HARIAN DISWAY – Suasana ruangan Teater Timur Universitas Katolik Widya Mandala Surabaya (UKWMS) pada Kamis, 11 September 2025, mendadak riuh.
Ada forum diskusi yang jarang terdengar di ruang akademik, yani pedofilia. Kursi-kursi penuh terisi mahasiswa, dosen, hingga praktisi dari berbagai bidang.
Mereka datang bukan sekadar mendengar, tapi ikut larut dalam sebuah workshop psikologi internasional bertajuk "The Uncomfortable Truth: Can We Predict and Prevent Pedophilia?"
Sosok yang ditunggu akhirnya berdiri di podium. Ia adalah Pacciolla Aureliano, pakar psikologi forensik sekaligus psikoterapis asal Italia. Profesor yang tahun lalu meraih Viktor Frankl’s Award itu membawakan materi tentang pelecehan seksual dan pedofilia.
Meski topik yang diangkat sangat sensitif, ia mengemasnya dengan gaya diskusi terbuka. “Semua yang saya katakan di sini, semuanya adalah hipotesis saya sendiri. Jadi, ayo kita bersama saling berbagi cerita dan mungkin ada yang ingin menyanggah hipotesis saya, silakan,” ujarnya membuka forum.
Kalimat itu seolah menjadi pemantik. Suasana yang awalnya hening berubah menjadi dinamis. Mahasiswa hingga praktisi berlomba-lomba mengangkat tangan, menyampaikan pertanyaan kritis, bahkan menanggapi hipotesis yang dilontarkan.
Salah satunya datang dari Vonny Wiyani, konselor organisasi non-profit Savy Amira. Dengan nada serius, ia menuturkan dilema di bangku kuliah.
Ia diajarkan bersikap netral sebagai psikolog, tapi realita di lapangan menuntut keberpihakan. "Kira-kira saya harus menanggapinya seperti apa, Prof?" ucapnya.
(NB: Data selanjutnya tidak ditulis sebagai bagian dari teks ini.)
PR #20829, opened 2025-01-10
chore: Run npm install with --legacy-peer-deps for React 19

Artur-:
Needed until there is a new Lit release

### DIFF
--- a/flow-server/src/main/java/com/vaadin/flow/server/frontend/TaskRunNpmInstall.java
+++ b/flow-server/src/main/java/com/vaadin/flow/server/frontend/TaskRunNpmInstall.java
@@ -32,6 +32,7 @@ import java.util.stream.Collectors;
 import org.apache.commons.io.FileUtils;
 import org.slf4j.Logger;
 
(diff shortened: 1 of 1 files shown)


flow-server/src/main/java/com/vaadin/flow/server/frontend/TaskRunNpmInstall.java
```diff
@@ -267,6 +268,9 @@ private void runNpmInstall() throws ExecutionFailedException {
         }
 
         npmInstallCommand.add("--ignore-scripts");
+        if (options.getFeatureFlags().isEnabled(FeatureFlags.REACT19)) {
+            npmInstallCommand.add(" --legacy-peer-deps");
```
caalador, line 272: Just for clarity this could have a comment that should/can be removed after Lit x.y.z has been released and taken into use.

Artur-: There is a new lit release so maybe we don’t need this pr at all

PR #20836, opened 2025-01-13
fix: set viewport-fit: cover to enable CSS env() variables in PWAs

vursen:
## Description

The `env()` variables aren't working in PWAs unless `viewport-fit: cover` is added to the `<meta name="viewport">`, see https://developer.mozilla.org/en-US/docs/Web/CSS/env#usage.

Fixes https://github.com/vaadin/web-components/issues/8449

## Type of change

- [x] Bugfix

### DIFF
--- a/flow-server/src/main/java/com/vaadin/flow/component/page/Viewport.java
+++ b/flow-server/src/main/java/com/vaadin/flow/component/page/Viewport.java
@@ -25,7 +25,7 @@ import java.lang.annotation.Target;
 /**
  * Defines a viewport tag that will be added to the HTML of the host page of a
  * UI class. If no viewport tag has been defined, a default of
- * <code>width=device-width, initial-scale=1.0</code> is used.
+ * <code>width=device-width, initial-scale=1.0, viewport-fit=cover</code> is used.
  *
  * @author Vaadin Ltd
  * @since 1.0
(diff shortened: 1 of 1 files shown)


flow-tests/test-ccdm/src/test/java/com/vaadin/flow/ccdmtest/IndexHtmlRequestHandlerIT.java
```diff
@@ -53,7 +53,7 @@ public void should_add_appShellAnnotations() {
                 By.cssSelector("meta[name=viewport]"));
         Assert.assertNotNull(metaViewPort);
         Assert.assertEquals(
-                "width=device-width, height=device-height, initial-scale=1.0",
+                "width=device-width, height=device-height, initial-scale=1.0, viewport-fit: cover",
```
vursen, line 56:
```suggestion
                "width=device-width, height=device-height, initial-scale=1.0, viewport-fit=cover",
```

vursen:
I wonder if it's potentially a breaking change?

mshabarov:
> I wonder if it's potentially a breaking change?

I see a benefit of setting this option by default, because this gives a flexibility and customisability to developers to setup the viewport best alignment on modern side-to-side device screens, e.g. with `env(safe-area-inset-*)`. 

Though this should be tested on various devices before released. And if we spot any significant changes in displaying, we may want to postpone this change to Vaadin 25.

Do you @vursen or someone from Design System team mind to test this on various devices or shall Flow team do?

vursen:
> Do you @vursen or someone from Design System team mind to test this on various devices or shall Flow team do?

Based on our internal testing across various devices (iOS, Android), this change only has an effect in PWAs, where it enables the env variables so that they start behaving the same as in regular iOS Safari. I guess it should be safe.

PR #20846, opened 2025-01-15
fix: Navigate with full url

### LINKED ISSUE #19580: Strange behavior with History -> replaceState(state,location) when react is enabled
### Description of the bug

BACA JUGA:Dies Natalis FIKOM UKWMS ke-14, Gelar Seminar Bertema Solidaritas Digital
BACA JUGA:LPM UKWMS Dorong Kreativitas Digital Lewat Media Mastery
Vonny Wiyani (kanan), salah satu penanya dalam workshop internasional Psikologi UKWMS pada Kamis, 11 September 2025-Giustino Obert Lisangan-HARIAN DISWAY
Pertanyaan itu membuat ruangan hening. Semua mata tertuju ke arah Aureliano. Ia pun menjawab dengan lugas. "Seorang psikolog tidak boleh bersikap netral. Psikolog harus membela korban. Kita memerangi pedofilia, berarti kita melindungi innocent," bebernya.
Ia menambahkan, innocent tak hanya anak kecil, tapi juga korban-korban dari perilaku tersebut. This is the right war to fight for. Pernyataan itu spontai menuai anggukan setuju dari audiens, sekaligus memancing diskusi lebih dalam.
Serius, tapi tidak kaku. Itulah kesan yang tampak dari forum tersebut. Mahasiswa menimpali dengan pandangan kritis, dosen menambahkan perspektif akademik.
Sementara praktisi mengaitkan dengan pengalaman nyata di lapangan. Diskusi mengalir deras, bahkan beberapa kali terdengar gumaman kagum setiap kali Aureliano menyampaikan sudut pandang berbeda.